Error when running optimized code but runs fine with debug (different than my previous post)

Hello,

am trying to run my multi-GPU code using mpif90 and OpenACC. I am using the following compilation flags:

 -acc -fast -ta=multicore -ta=tesla:managed -Minfo=accel

and I run the code with:

mpirun --allow-run-as-root -np $(np) ./bin/dew

When I do this, I get the following error:

Failing in Thread:1
call to cuMemcpyDtoHAsync returned error 719: Launch failed (often invalid pointer dereference)

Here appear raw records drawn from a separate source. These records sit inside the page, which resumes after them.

PR #24657, opened 2023-03-29
24153 Destination Databricks: Fix support for external tables on S3

### LINKED ISSUE #24153: Fix support for external tables on S3 in DatabBricks destination
Definition of done:
 - demo of setting up destination-databricks with external tables starting from Databricks set-up and ending with a working Airbyte connection
 - documentation on how to configure all settings for using destination-databricks with external tables in S3

suhomud:
## What
Make Databricks external tables working. Update Databricks Setup doc.  Closes https://github.com/airbytehq/airbyte/issues/24153

## How
- To make External tables working the `Storage Locations`  should be added on Databricks Workspace console side: 
image
- The Databrciks AWS Setup process was documented in databricks.md file.

## Recommended reading order
1. all java code is just related to adding a new spec field `catalog` to external tables related code.
2. `databricks.md` file has been modified with documenting Databricks AWS setup including external tables. 

## 🚨 User Impact 🚨
No user impact.


edgao:
@airbytehq/destinations - I probably won't get to this in a timely fashion. Dumping contents of a convo with yevhen:

this PR does not modify the destination spec in any way

but it does fix behavior to respect the `catalog` config option. This may be a breaking change for existing connections, _if_ they have a non-null catalog. We should check active connections to see if they fall into that bucket - if none of them are actively using the feature, then we should be OK to ship.... but otherwise, we'll need to coordinate breaking change comms with TCS.

evantahler:
@bgroff and I just ran though this PR in detail, and we successfully ran syncs storing data to both the default location (managed tables to an s3 holding the default hive-metastore belonging to the workspace) and managed tables which live within a unity catalog managed S3 bucket outside of the workspace

evantahler (approved):

TBernstein4:
> @airbytehq/destinations - I probably won't get to this in a timely fashion. Dumping contents of a convo with yevhen:
> 
> this PR does not modify the destination spec in any way
> 
> but it does fix behavior to respect the `catalog` config option. This may be a breaking change for existing connections, _if_ they have a non-null catalog. We should check active connections to see if they fall into that bucket - if none of them are actively using the feature, then we should be OK to ship.... but otherwise, we'll need to coordinate breaking change comms with TCS.

@edgao a user chatted in letting me know that this was a breaking change for them. According to the user they previously had a null value for the Databricks Catalog which would then default to "hive_metastore", however after this update it instead supplied a `null` value. Leading to the following error:
SQL state: org.apache.hive.service.cli.HiveSQLException: Error running query: org.apache.spark.sql.AnalysisException: spark_catalog.**_null_**.airbyte._airbyte_tmp_*** is not a valid

TBernstein4:
That is correct

edgao:
should we publish a new version to treat `null` as equivalent to hive_metastore? It sounds like that would be identical to past behavior

TBernstein4:
That is what the docs indicate the expected behavior to be. 
Screenshot 2023-04-20 at 2 48 40 PM

edgao:
submitted https://github.com/airbytehq/airbyte/pull/25366. assuming things go smoothly, it'll get published by end of day.

Affected users will need to run a reset or manually copy data from the `null` catalog back into the hive_metastore catalog, after that PR gets deployed.

edgao:
@TBernstein4 1.0.2 is live now

evantahler:
Thank you for the fix, @edgao!

TBernstein4:
Yes, thanks for such a quick fix Ed!

PR #24660, opened 2023-03-29
Source Salesforce: set default start date

roman-yermilov-gl:
## What
*Set default start_date. Sync for last two years if start date is not present in config*


airbyte-integrations/connectors/source-salesforce/source_salesforce/source.py
```diff
@@ -25,6 +27,9 @@ class AirbyteStopSync(AirbyteTracedException):
 
 
 class SourceSalesforce(AbstractSource):
+    DATETIME_FORMAT = "%Y-%m-%dT%H:%M:%SZ"
+    START_DATE_OFFSET_IN_YEARS = 2
```
lazebnyi, line 31: Please update doc to this changes.

lazebnyi (approved):
LGTM! Need update doc.

PR #24567, opened 2023-03-27
🎉 Source Orb: Add invoices incremental stream

kgrover:
## What
This adds the invoices resources to the Orb source connector. Like other resources, this supports an incremental sync in the sense that it should captures resources once but updates to the same resource will require a full resync (for example, when an invoice goes from `issued` -> `paid`, its `invoice_date` will still be in the past).

## How
We paginate invoices based on `invoice_date`, and otherwise keep the incremental orb stream contract the same.

## Recommended reading order
1. `source.py`
2. `schemas/invoices.json`

## 🚨 User Impact 🚨
This should enable syncing invoices for existing connectors, but it's not a breaking change for existing connectors.

## Pre-merge Checklist
<details><summary><strong>Updating a connector</strong></summary>

### Community member or Airbyter

- [ ] Grant edit access to maintainers ([instructions](https://docs.github.com/en/github/collaborating-with-pull-requests/working-with-forks/allowing-changes-to-a-pull-request-branch-created-from-a-fork#enabling-repository-maintainer-permissions-on-existing-pull-requests))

FATAL ERROR: FORTRAN AUTO ALLOCATION FAILED
--------------------------------------------------------------------------
Primary job  terminated normally, but 1 process returned
a non-zero exit code. Per user-direction, the job has been aborted.
--------------------------------------------------------------------------
--------------------------------------------------------------------------
mpirun detected that one or more processes exited with non-zero status, thus causing
the job to be terminated. The first process to do so was:

  Process name: [[10834,1],0]
  Exit code:    1
--------------------------------------------------------------------------
make: *** [run] Error 1

I tried to debug using the following flags:

-g -C

Initially, there were a few errors that I have since fixed. However, now when I run the code using the debug flags, it runs fine. If I switch back to the optimized flags (first ones I provided), the code returns the error I pasted above. I tried using compute-sanitizer but that did not really help either.

Any advice would be appreciated. Thank you.